Não há sistema agrícola que se desenvolva sem uma componente de crédito capaz de o
manter capitalizado. A actividade agrícola está cada vez mais competitiva e globalizada,
o que cria novos e crescentes desafios para os agricultores. Manter ou melhorar os
níveis de competitividade requer investimentos na lavoura da terra, na construção de
sistemas de irrigação, na aquisição de melhor material genético(vegetal ou animal), em
instrumentos e equipamentos de produção, na armazenagem, infra-estruturas e
transporte.
Os grandes e médios agricultores sabem como solucionar esta carência de capitais
através do sistema bancário. Os bancos existem para rentabilizar a sua actividade, e para
que isso aconteça, os seus capitais devem ser investidos em actividades lucrativas. Os
grandes e médios agricultores cabem nesta categoria, por isso, criam conjuntamente
com os agentes do sistema bancário uma simbiose através da qual sobrevivem no
mercado, com benefícios mútuos.
No caso dos pequenos agricultores a situação é outra. Há um grande abismo entre eles e
o sector bancário formal. Para os pequenos agricultores, os bancos são extremamente
poderosos e complexos. Falam de coisas que os agricultores não entendem (garantias
reais, papelada reconhecida em notários, seguros de saúde, comprovativos de identidade
e residência etc.). Para os bancos, os pequenos agricultores são assaz pequenos,
dispersos, vulneráveis, e difíceis de cadastrar.

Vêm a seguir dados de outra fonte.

PR #282, opened 2016-07-28
Mark IDC fetched records as read_only

daniellaniyo:
Adds new configurable behaviour where returned IDC fetched records are read only.

@dylanahsmith @fbogsany for review/thoughts. Cc @camilo

## Problem
There was a PR (#85) that attempted to mark IDC fetched records as read only. However, it was never merged since it required Shopify to be updated in order to work with new behaviour. This PR addresses this issue and allows to have Identity Cache do the right thing by default on the next release with breaking changes. 

Plus, records returned from IDC when `identityCache.should_use_cache?` returns `false - i.e. existing open transaction - are now not marked as read-only. This allows us to keep sharing code to use for reading and writing so that operations stay consistent.

## Solution
Resolves issue #274 by adding a configurable behaviour where IDC returns readonly records without introducing breaking changes. `IdentityCache.fetch_read_only_records` should be set to get the correct behaviour. In this case, returned fetched records will be read-only except for cases where `IdentityCache.should_use_cache?` is `false`.

A first test was done on a shopify branch to confirm that tests pass with these changes [[CI build]](https://buildkite.com/shopify/shopify-branches/builds/135780). `IdentityCache.fetch_read_only_records` will be progressively used to correct instances where we depend on the deprecated behaviour.


lib/identity_cache/belongs_to_caching.rb
```diff
@@ -51,5 +52,15 @@ def #{options[:prepopulate_method_name]}(record)
         CODE
       end
     end
+
+    def load_and_readonlyify(association_name)
```
dylanahsmith: This is also used in the QueryApi, which shouldn't depend on the BelongsToCache module.  The QueryApi module would be a more suitable place for this method.

lib/identity_cache/query_api.rb
```diff
@@ -229,6 +230,7 @@ def require_if_necessary #:nodoc:
       def resolve_cache_miss(id)
         record = self.includes(cache_fetch_includes).reorder(nil).where(primary_key => id).first
         preload_id_embedded_associations([record]) if record
+        record.try(:readonly!) if IdentityCache.fetch_read_only_records
```
dylanahsmith: I dislike `try` because it is poorly documented and has changed behaviour since early versions of rails.  It effectively does `record.respond_to?(:readonly!) ? record : nil` which subtly stops working if the `readonly!` method is removed or renamed.  Usually `try!` is more appropriate, which effectively does `record.nil? ? nil : nil`

In this case I would actually wrap this line and the above line in a `if record` condition.

I think we want to also avoid marking this record as readonly in a transaction

```ruby
    if record
        preload_id_embedded_associations([record])
        record.readonly! if IdentityCache.fetch_read_only_records && IdentityCache.should_use_cache?
    end
```

lib/identity_cache/query_api.rb
```diff
@@ -305,6 +307,7 @@ def find_batch(ids)
         @id_column ||= columns.detect {|c| c.name == primary_key}
         ids = ids.map{ |id| connection.type_cast(id, @id_column) }
         records = where(primary_key => ids).includes(cache_fetch_includes).to_a
+        records.map(&:readonly!) if IdentityCache.fetch_read_only_records && IdentityCache.should_use_cache?
```
dylanahsmith: The result if the map isn't used, so I would use each instead: `records.each(&:readonly!)`

lib/identity_cache/query_api.rb
```diff
@@ -476,5 +484,15 @@ def was_new_record? # :nodoc:
       pk = self.class.primary_key
       !destroyed? && transaction_changed_attributes.has_key?(pk) && transaction_changed_attributes[pk].nil?
     end
+
+    def load_and_readonlyify(association_name)
+      record_or_records = send(association_name)
+      if self.class.reflect_on_association(association_name).collection?
+        record_or_records.map(&:readonly!)
+      else
+        record_or_records.try(:readonly!)
```
dylanahsmith: This is marking records as read-only in the active record association, which could end up having a surprising and annoying side-effect when the association is ever accessed without using IDC.  Accessing the active record association directly shouldn't ever be returning a record from the cache, so it would be safe to modify and save it, but this would break code that does that.

E.g. this doesn't seem like a desirable behaviour

```ruby
item = Item.find(item_id)
uncached_record = item.associated_record
assert_equal false, uncached_record.readonly?
item.fetch_associated_record
assert_equal true, uncached_record.readonly?
```

daniellaniyo: @dylanahsmith 
> so it would be safe to modify and save it

Are you referring to the record from the cache here or the active record association?

dylanahsmith: This method isn't ever for records loaded from the cache.  I think the only purpose is to try to make code that uses `fetch_#{association}` fail deterministically if the records could have been loaded from the cache.  However, in some cases it is marking records as read-only that could have been deterministically loaded from the database, my example tries to show.

lib/identity_cache/query_api.rb
```diff
@@ -183,6 +184,7 @@ def get_embedded_association(record, association, options) #:nodoc:
 
       def coder_from_record(record) #:nodoc:
         unless record.nil?
+          record.readonly! if IdentityCache.fetch_read_only_records && IdentityCache.should_use_cache?
```
dylanahsmith: I don't think we should have to check `IdentityCache.should_use_cache?` here, since I think this method is only used to serialize a record to store it in the cache.

test/denormalized_has_many_test.rb
```diff
@@ -141,6 +141,55 @@ def test_deprecated_set_inverse_association_on_cache_hit
...
+    end
+  end
+
+  def test_db_returned_records_should_never_be_readonly
+    IdentityCache.with_fetch_read_only_records do
+      record_from_db = Item.find(@record.id)
+
+      uncached_records = record_from_db.associated_records
+      uncached_records.each do |record|
+        assert !record.readonly?, "Record #{record} was readonly"
```
dylanahsmith: This isn't really testing anything identity cache, since `Item.find` or `record_from_db.associated_records` are active record methods.  Perhaps you want Item.fetch instead to test a cache miss

daniellaniyo: The intention here was to test the before and after results of `record_from_db.fetch_associated_records` since with the previous `load_and_readonlyify`, `uncached_records.readonly` became true. It asserts that what you mentionned in https://github.com/Shopify/identity_cache/pull/282/files/5647e89b96ff6edcb52a6e3c5a2fd759fb875322#r72793608 is not happening anymore.

Specific tests for cache_hit and miss behavior when read-only is enabled are here: https://github.com/Shopify/identity_cache/blob/df2f676fbccdacb0adbce77709b944e807ed7d36/test/denormalized_has_many_test.rb#L144-L163

test/normalized_belongs_to_test.rb
```diff
@@ -60,4 +60,28 @@ def test_fetching_polymorphic_belongs_to_association
...
+      Item.fetch(@parent_record.id) # warm cache
+      assert @record.fetch_item.readonly?
+      assert_equal false, @record.item.readonly?
+    end
+  end
+
+  def test_returned_record_should_be_readonly_on_cache_miss
+    IdentityCache.with_fetch_read_only_records do
+      assert @record.fetch_item.readonly?
+      assert_equal false, @record.item.readonly?
```
fbogsany: All the `assert false, foo` or `assert foo, false` should be `refute foo`.

test/fetch_test.rb
```diff
@@ -212,4 +212,34 @@ def test_fetch_on_derived_model_raises
...
+    end
+  end
+
+  def test_returned_records_are_not_readonly_with_open_transactions
+    IdentityCache.with_fetch_read_only_records do
+      Item.expects(:fetch).with(1).returns(@record)
+
+      @record.transaction do
+        assert_equal IdentityCache.should_use_cache?, false
+        assert_equal Item.fetch(1).readonly?, false
```
fbogsany: Isn't this just testing the mock?

test/fetch_multi_test.rb
```diff
@@ -223,6 +223,49 @@ def test_fetch_multi_on_derived_model_raises
...
+    IdentityCache.with_fetch_read_only_records do
+      cache_response = {}
+      cache_response[@bob_blob_key] = cache_response_for(@bob)
+      cache_response[@joe_blob_key] = nil
+      cache_response[@fred_blob_key] = cache_response_for(@fred)
+      fetch_multi = fetch_multi_stub(cache_response)
+      assert_equal [@bob, @joe, @fred], Item.fetch_multi(@bob.id, @joe.id, @fred.id)
+      assert fetch_multi.has_been_called_with?(@bob_blob_key, @joe_blob_key, @fred_blob_key)
+
+      Item.fetch_multi(@bob.id, @joe.id, @fred.id).each do |record|
```
fbogsany: While I understand that `fetch_multi_stub` means we're not actually caching anything, calling `Item.fetch_multi` twice in the testcase is confusing. Naively, I'd expect the first call to cache the 3 records (a mix of hits and misses) and the second to return the cached records (all hits). Can you instead do something like:
```ruby
response = Item.fetch_multi(@bob.id, @joe.id, @fred.id)
assert_equal [@bob, @joe, @fred], response
...
response.each do |record|
...
```

test/fetch_multi_test.rb
```diff
@@ -223,6 +223,49 @@ def test_fetch_multi_on_derived_model_raises
...
+    IdentityCache.with_fetch_read_only_records do
+      cache_response = {}
+      cache_response[@bob_blob_key] = nil
+      cache_response[@joe_blob_key] = nil
+      cache_response[@fred_blob_key] = cache_response_for(@fred)
+      fetch_multi = fetch_multi_stub(cache_response)
+      assert_equal [@bob, @joe, @fred], Item.fetch_multi(@bob.id, @joe.id, @fred.id)
+      assert fetch_multi.has_been_called_with?(@bob_blob_key, @joe_blob_key, @fred_blob_key)
+
+      Item.fetch_multi(@bob.id, @joe.id, @fred.id).each do |record|
```
fbogsany: Same comment as above.

test/fetch_test.rb
daniellaniyo: 🙆 totally right! I'll spy call_through

test/fetch_multi_test.rb
```diff
@@ -223,6 +223,49 @@ def test_fetch_multi_on_derived_model_raises
...
+        assert record.readonly?, "Record #{record} wasn't readonly"
+      end
+    end
+  end
+
+  def test_fetch_multi_with_open_transactions_returns_non_readonly_records
+    IdentityCache.with_fetch_read_only_records do
+      Item.connection.expects(:open_transactions).at_least_once.returns(1)
```
fbogsany: I'm not sure whether it's just historical, but why do we use this expectation here instead of an actual `Item.transaction` block? We're using the transaction block in similar tests, e.g. in `test/normalized_belongs_to_test.rb`.

test/fetch_multi_test.rb
```diff
@@ -223,6 +223,49 @@ def test_fetch_multi_on_derived_model_raises
...
+      assert_equal IdentityCache.should_use_cache?, false
+      IdentityCache.cache.expects(:fetch_multi).never
+      Item.fetch_multi(@bob.id, @joe.id, @fred.id).each do |record|
+        assert !record.readonly?, "Record #{record} was readonly"
```
fbogsany: `refute record.readonly?, ...`

test/denormalized_has_one_test.rb
```diff
@@ -120,4 +120,45 @@ def test_cache_has_one_on_derived_model_raises
       StiRecordTypeA.cache_has_one :polymorphic_record, :inverse_name => :owner, :embed => true
     end
   end
+
+  def test_returned_record_should_be_readonly_on_cache_hit
+    IdentityCache.with_fetch_read_only_records do
+      Item.fetch_by_title('foo')
```
fbogsany: Why not `Item.fetch(1)` here? That'd make it clearer that the subsequent `fetch` is a cache hit.

lib/identity_cache/query_api.rb
```diff
@@ -183,6 +184,7 @@ def get_embedded_association(record, association, options) #:nodoc:
 
       def coder_from_record(record) #:nodoc:
         unless record.nil?
+          record.readonly! if IdentityCache.fetch_read_only_records
```
fbogsany: Why are we doing this here? Because it's a useful bottleneck interface? (I.e. only all relevant paths go through here.) It seems wrong to modify the `record` argument in a method called `coder_from_record`.

test/denormalized_has_many_test.rb
```diff
@@ -141,6 +141,55 @@ def test_deprecated_set_inverse_association_on_cache_hit
...
   end
 
+  def test_returned_records_should_be_readonly_on_cache_hit
+    IdentityCache.with_fetch_read_only_records do
+      Item.fetch(@record.id) # warm cache
+
+      record_from_cache_hit = Item.fetch(@record.id)
+      record_from_cache_hit.fetch_associated_records.each do |record|
+        assert record.readonly?, "Record #{record} wasn't readonly"
+      end
```
fbogsany: While the clarity of the error message on test failure is nice, I would probably use the more concise:
```ruby
assert record_from_cache_hit.fetch_associated_records.all? &:readonly?
```

lib/identity_cache/query_api.rb
daniellaniyo: @fbogsany: In one of the previous commit, we were calling `load_and_readonlyify` to mark records as read-only at a higher level such as [`fetch_recursively_cached_association`](https://github.com/Shopify/identity_cache/pull/282/commits/5647e89b96ff6edcb52a6e3c5a2fd759fb875322#diff-17e7d279c636296c9b82ebbef85db611R429). However, the issue was that when calling a `fetch_associated_records` on an item deterministically pulled from the db,  `item.associated_record` was being marked as read-only. The idea here - not ideal though - was to mark them as read-only at a lower level, while preserving the integrity of the records pulled deterministically from the db.

The other alternative that @dylanahsmith suggested was to duplicate records and mark those as read-only.

test/fetch_multi_test.rb
daniellaniyo: From looking at the other tests and the historical timeline, `fetch_multi_test` is one of the oldest tests and was written with the `open_transactions` stub which stuck around. I can update it and use `Item.transaction` everywhere in `fetch_multi_test.rb`.

test/normalized_belongs_to_test.rb
dylanahsmith: I usually prefer `assert_equal false, ` over `refute` because it is more specific, however, I don't care as much here since `readonly?` is a rails method.

daniellaniyo:
@fbogsany  Thanks for your review! I refactored tests based on our feedback. Please see the latest commit.

daniellaniyo:
Thank you both for your feedback! For [the last commit](https://github.com/Shopify/identity_cache/pull/282/commits/420989ab2a8009adce693ec3c1b4f75e7962a415),  I mainly moved the record readonly-ifying operation from `coder-from-record` to `fetch_recursively_cached_association` that set the `cached#{association}` records. Records loaded from the db are first duplicated and then marked as read-only to preserve records that could have been deterministically loaded from the db.

@dylanahsmith @fbogsany could you please review?

test/denormalized_has_many_test.rb
```diff
@@ -141,6 +141,40 @@ def test_deprecated_set_inverse_association_on_cache_hit
...
+      record_from_cache_miss = Item.fetch(@record.id)
+      assert record_from_cache_miss.fetch_associated_records.all?(&:readonly?)
+    end
+  end
+
+  def test_db_returned_records_should_never_be_readonly
+    IdentityCache.with_fetch_read_only_records do
+      record_from_db = Item.find(@record.id)
+      uncached_records = record_from_db.associated_records
+      refute uncached_records.all?(&:readonly?)
```
dylanahsmith: I would use `assert uncached_records.none?(&:readonly?)` so this doesn't pass if some but not all records are readonly.

lib/identity_cache/query_api.rb
```diff
@@ -476,5 +486,16 @@ def was_new_record? # :nodoc:
...
+
+    def load_and_readonlyify(association_name)
+      record_or_records = send(association_name)
+
+      readonly_record_or_records = if self.class.reflect_on_association(association_name).collection?
+        record_or_records.map { |p| p.dup.tap(&:readonly!) }
+      else
+        record_or_records.dup.tap(&:readonly!) if record_or_records
+      end
+      readonly_record_or_records
```
dylanahsmith: You don't need this variable.  You can just end the function on the if statement to return its result

test/denormalized_has_many_test.rb
```diff
@@ -141,6 +141,40 @@ def test_deprecated_set_inverse_association_on_cache_hit
...
+      record_from_db.fetch_associated_records
+      refute uncached_records.all?(&:readonly?)
```
dylanahsmith: This isn't testing the result of the above line.  Maybe just write it as `assert record_from_db.fetch_associated_records.none?(&:readonly?)` to actually test `fetch_associated_records`.

After that, this test will fail because `fetch_recursively_cached_association` calls `load_and_readonlyify` on the records.

test/denormalized_has_one_test.rb
dylanahsmith: Why would that make it clearer?  I think it is clearer the way it is, since it is doing the same thing twice, and using a variable to indicate that the following fetch is a cache hit.  Also, `fetch_by_#{attribute}` will use an extra layer of caching to lookup the record's id before doing `Item.fetch(1)`.

dylanahsmith: Using `Item.fetch(1)` on this line and the following line would make sense though, since the focus on this test isn't on `fetch_by_title`, so we may as well skip that layer of caching

test/denormalized_has_many_test.rb
daniellaniyo: The idea of the test was to see if the `fetch_associated_records` affects the original records returned from the db. Given this context, shouldn't the checks be `assert record_from_db.fetch_associated_records.all?(&:readonly?)` and then `assert record_from_db.associated_records.none?(&:readonly?)`?

dylanahsmith: Oh, I see.  I had a different idea of what would be marked read-only.  Since `record_from_db.fetch_associated_records` wouldn't ever fetch records from the cache here, I figured the records don't need to be marked read-only.  But since you aren't marking the active record association's records as read-only, then this should be :ok:

dylanahsmith:
:+1:

daniellaniyo:
Squashing and posting performance tests results.

daniellaniyo:
TL; DR: No significant difference were observed; reported performance/loss are within 10% with the highest delta (highest loss) being 0.1119% for `FetchEmbedDeletedConflictRunner`

IDC CPU Benchmark tests results:

**On master:**
```
$ dev benchmark-cpu
                                            user     system      total        real
FindRunner:                             0.880000   0.060000   0.940000 (  2.883850)
FetchEmbedMissRunner:                   2.290000   0.070000   2.360000 (  4.430225)
FetchEmbedHitRunner:                    2.320000   0.080000   2.400000 (  4.471694)
FetchEmbedDeletedRunner:                2.340000   0.070000   2.410000 (  4.539874)
FetchEmbedConflictRunner:               2.570000   0.070000   2.640000 (  4.740887)
FetchEmbedDeletedConflictRunner:        2.600000   0.080000   2.680000 (  4.772136)
FetchNormalizedMissRunner:              3.180000   0.100000   3.280000 (  5.317594)
FetchNormalizedHitRunner:               3.270000   0.100000   3.370000 (  5.433163)
FetchNormalizedDeletedRunner:           3.240000   0.100000   3.340000 (  5.411182)
FetchNormalizedConflictRunner:          2.700000   0.080000   2.780000 (  4.866313)
FetchNormalizedDeletedConflictRunner:   2.480000   0.090000   2.570000 (  4.640315)
```

**On branch:**
```
$ dev benchmark-cpu
                                            user     system      total        real
FindRunner:                             0.870000   0.060000   0.930000 (  2.900611)
FetchEmbedMissRunner:                   2.300000   0.080000   2.380000 (  4.448018)
FetchEmbedHitRunner:                    2.340000   0.070000   2.410000 (  4.479704)
FetchEmbedDeletedRunner:                2.400000   0.080000   2.480000 (  4.560004)
FetchEmbedConflictRunner:               2.580000   0.070000   2.650000 (  4.754499)
FetchEmbedDeletedConflictRunner:        2.630000   0.080000   2.710000 (  4.835958)
FetchNormalizedMissRunner:              3.180000   0.100000   3.280000 (  5.309665)
FetchNormalizedHitRunner:               3.200000   0.100000   3.300000 (  5.325748)
FetchNormalizedDeletedRunner:           2.960000   0.110000   3.070000 (  5.102926)
FetchNormalizedConflictRunner:          2.430000   0.080000   2.510000 (  4.596064)
FetchNormalizedDeletedConflictRunner:   2.440000   0.080000   2.520000 (  4.611049)
```

**Performance gain/loss** 
(_computed using the above total values in (master_value-branch_value)-master_value_ )
```
FindRunner:                            -0.01063829787
FetchEmbedMissRunner:                  0.008474576271
FetchEmbedHitRunner:                   0.004166666667
FetchEmbedDeletedRunner:               0.02904564315
FetchEmbedConflictRunner:              0.003787878788
FetchEmbedDeletedConflictRunner:       0.01119402985
FetchNormalizedMissRunner:             0
FetchNormalizedHitRunner:              -0.02077151335
FetchNormalizedDeletedRunner:          -0.08083832335
FetchNormalizedConflictRunner:         -0.09712230216
FetchNormalizedDeletedConflictRunner:  -0.01945525292
```

Profile tests follow.

test/fetch_test.rb
```diff
@@ -212,4 +212,34 @@ def test_fetch_on_derived_model_raises
...
+      assert fetch.has_been_called_with?(@blob_key)
+      assert Item.fetch(1).readonly?
+    end
+  end
+
+  def test_returned_records_are_not_readonly_with_open_transactions
+    IdentityCache.with_fetch_read_only_records do
+
+      @record.transaction do
+        fetch = Spy.on(IdentityCache.cache, :fetch).and_call_through
```
fbogsany: I might need more ☕ , but I can't see where this `fetch` is used. AFAICT this line isn't necessary.

test/fetch_multi_test.rb
```diff
@@ -223,6 +223,48 @@ def test_fetch_multi_on_derived_model_raises
...
+      assert response.all?(&:readonly?)
+    end
+  end
+
+  def test_fetch_multi_with_open_transactions_returns_non_readonly_records
+    IdentityCache.with_fetch_read_only_records do
+      Item.transaction do
+        assert_equal IdentityCache.should_use_cache?, false
+        IdentityCache.cache.expects(:fetch_multi).never
+        refute Item.fetch_multi(@bob.id, @joe.id, @fred.id).all?(&:readonly?)
```
fbogsany: I think you want `assert ...none?(&:readonly?)` here.

test/denormalized_has_many_test.rb
```diff
@@ -141,6 +141,40 @@ def test_deprecated_set_inverse_association_on_cache_hit
...
+      assert record_from_db.fetch_associated_records.all?(&:readonly?)
+      assert record_from_db.associated_records.none?(&:readonly?)
+    end
+  end
+
+  def test_returned_records_with_open_transactions_should_not_be_readonly
+    IdentityCache.with_fetch_read_only_records do
+      Item.transaction do
+        assert_equal IdentityCache.should_use_cache?, false
+        refute Item.fetch(@record.id).fetch_associated_records.all?(&:readonly?)
```
fbogsany: I think this should be `assert ...none?(&:readonly?)`.

daniellaniyo:
Profile for `FetchEmbedDeletedonflictRunner`:

**On master**
```
FetchEmbedDeletedConflictRunner:
==================================
  Mode: cpu(1000)
  Samples: 3348 (0.00% miss rate)
  GC: 195 (5.82%)
==================================
     TOTAL    (pct)     SAMPLES    (pct)     FRAME
      2761  (82.5%)        2761  (82.5%)     block in Mysql2::Client#query
        54   (1.6%)          54   (1.6%)     Memcached::Error#set_backtrace
      2787  (83.2%)          22   (0.7%)     ActiveRecord::ConnectionAdapters::Mysql2Adapter#exec_query
       106   (3.2%)          15   (0.4%)     Memcached#check_return_code
        14   (0.4%)          14   (0.4%)     ActiveSupport::PerThreadRegistry#instance
        13   (0.4%)          13   (0.4%)     ActiveSupport::Cache::Entry#initialize
         9   (0.3%)           9   (0.3%)     ActiveRecord::Relation#reset
         9   (0.3%)           9   (0.3%)     block in Memcached#server_structs
         8   (0.2%)           8   (0.2%)     Time#compare_with_coercion
         8   (0.2%)           8   (0.2%)     block (4 levels) in Class#class_attribute
        11   (0.3%)           8   (0.2%)     #<Module:0x007fbcbaa98f20>.encode
         7   (0.2%)           7   (0.2%)     ActiveRecord::QueryMethods#order_values
         7   (0.2%)           7   (0.2%)     block in ActiveRecord::QueryMethods#validate_order_args
        15   (0.4%)           6   (0.2%)     ActiveRecord::Relation#initialize_copy
        14   (0.4%)           6   (0.2%)     block in ActiveRecord::Relation::Merger#merge
         5   (0.1%)           5   (0.1%)     ActiveRecord::QueryMethods#where_values
        14   (0.4%)           5   (0.1%)     ActiveRecord::QueryMethods#preprocess_order_args
         5   (0.1%)           5   (0.1%)     ActiveRecord::Relation#values
        16   (0.5%)           5   (0.1%)     ActiveModel::AttributeMethods::ClassMethods#attribute_alias?
         4   (0.1%)           4   (0.1%)     ActiveRecord::Inheritance::ClassMethods#base_class
```


**On `support_fetch_readonly_records` branch**
```
FetchEmbedDeletedConflictRunner:
==================================
  Mode: cpu(1000)
  Samples: 3526 (0.00% miss rate)
  GC: 177 (5.02%)
==================================
     TOTAL    (pct)     SAMPLES    (pct)     FRAME
      2688  (76.2%)        2688  (76.2%)     block in Mysql2::Client#query
        91   (2.6%)          91   (2.6%)     Memcached::Error#set_backtrace
      2726  (77.3%)          26   (0.7%)     ActiveRecord::ConnectionAdapters::Mysql2Adapter#exec_query
        24   (0.7%)          24   (0.7%)     ActiveSupport::PerThreadRegistry#instance
       158   (4.5%)          20   (0.6%)     Memcached#check_return_code
        23   (0.7%)          18   (0.5%)     #<Module:0x007fee19270c40>.encode
        42   (1.2%)          17   (0.5%)     ActiveModel::AttributeMethods::ClassMethods#attribute_alias?
        17   (0.5%)          17   (0.5%)     ThreadSafe::NonConcurrentCacheBackend#[]
        36   (1.0%)          16   (0.5%)     ActiveRecord::QueryMethods#preprocess_order_args
        16   (0.5%)          16   (0.5%)     block (4 levels) in Class#class_attribute
        14   (0.4%)          14   (0.4%)     Time#compare_with_coercion
        14   (0.4%)          13   (0.4%)     ActiveSupport::Cache::Entry#initialize
        19   (0.5%)          12   (0.3%)     ActiveRecord::LazyAttributeHash#[]
        16   (0.5%)          10   (0.3%)     ActiveRecord::Relation#initialize_copy
        10   (0.3%)          10   (0.3%)     ActiveRecord::Core::ClassMethods#arel_table
       138   (3.9%)           9   (0.3%)     Memcached#reraise
         9   (0.3%)           9   (0.3%)     block in ActiveRecord::QueryMethods#preprocess_order_args
         9   (0.3%)           9   (0.3%)     ActiveRecord::Inheritance::ClassMethods#base_class
        14   (0.4%)           8   (0.2%)     IdentityCache::QueryAPI::ClassMethods#all_cached_associations
        28   (0.8%)           8   (0.2%)     block in ActiveRecord::Relation::Merger#merge
```

More time spent for Memcached::Error#set_backtrace; however this seems unrelated to the suggested changes.  Other increase in cpu % (+0.3%) are seen with`ActiveSupport::PerThreadRegistry#instance`,   `Memcached#check_return_code` that are external to IDC.   We also do notice a 0.2% for `IdentityCache::QueryAPI::ClassMethods#all_cached_associations` that wasn't present in the profile results from master.

test/fetch_test.rb
daniellaniyo: There was a `refute fetch.has_been_called_with?(@blob_key)` check that I unexpectedly forgot. I'm the one who needs ☕

fbogsany:
LGTM 👍

dylanahsmith:
:shipit:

Este fosso de mútua compreensão faz com que as negociações se tornem difíceis,
duradouras e, muitas vezes, insolúveis. Mesmo quando a barreira é vencida e um acordo
estabelecido, a supervisão e acompanhamento tem custos que a banca não está
preparada para incorrer porque não está estruturada para tal.
Imaginemos um pequeno agricultor que tem uma pequena parcela de terras de 2
hectares e uma casinha. Suponhamos que estes bens sejam transaccionáveis e o banco
os aceite como garantias de um crédito de campanha de 30.000 Mt. Se a campanha
corre mal e o agricultor não consegue pagar, mesmo que o banco pudesse accionar a
garantia, o processo seria extremamente complicado: custos judiciários para obter um
mandato de despejo, a família não teria para onde ir e a crise social podia transbordar
para a imprensa, abalando o prestígio do banco.
A reacção dos bancos é evitar esta sequência de despesas e riscos. A reacção dos
agricultores é de medo, porque simplesmente não sabem lidar com os bancos formais.
Para ambos, os custos de transacção são extremamente altos, perante a relação custo-
benefício.
Mas os custos de manter o ”status quo” (nada fazer e manter a situação inalterada) são
também extremamente altos para a sociedade: menos produção e disponibilidade de
alimentos, perpetuação do ciclo da pobreza, desinvestimento no meio rural, fome e
miséria.
A solução é o microcrédito. A vantagem está na sua flexibilidade para operar em
diferentes contextos, fugir aos métodos tradicionais e ortodoxos de gestão bancária,
captar e fazer usos de energias e dinâmicas políticas, económicas e sociais, que de outra
forma não seriam aproveitadas.
Para não nos perdermos em grandes dissertações sobre microeconomia e microfinanças,
vamos acordar uma definição simples de microcrédito,como sendo o crédito de pequena
monta que é concedido a pequenos operadores (neste caso do sector agrário). Ele pode
ser de curto prazo para financiar a campanha ou outra situação pontual, ou de médio e
longo prazo, para financiar investimentos em instrumentos, equipamentos, infra-
estruturas, e tecnologia.
O microcrédito existe de diversas formas: cooperativas de crédito, organizações sem
fins lucrativos, pequenos provedores privados de crédito, fundos públicos de fomento
agrícola e a agricultura por contrato, que muitas vezes acarreta uma componente de
crédito.
Para que todas estas formas de crédito possam existir de forma sustentada no mercado, é
importante que exista um ambiente institucional apropriado. O facto de serem flexíveis,
não significa que estas possam suportar a total a ausência de regras. E para que estejam
perfeitamente integradas no mercado, devem naturalmente acertar o passo com o
sistema financeiro e monetário, bem como com o sistema bancário.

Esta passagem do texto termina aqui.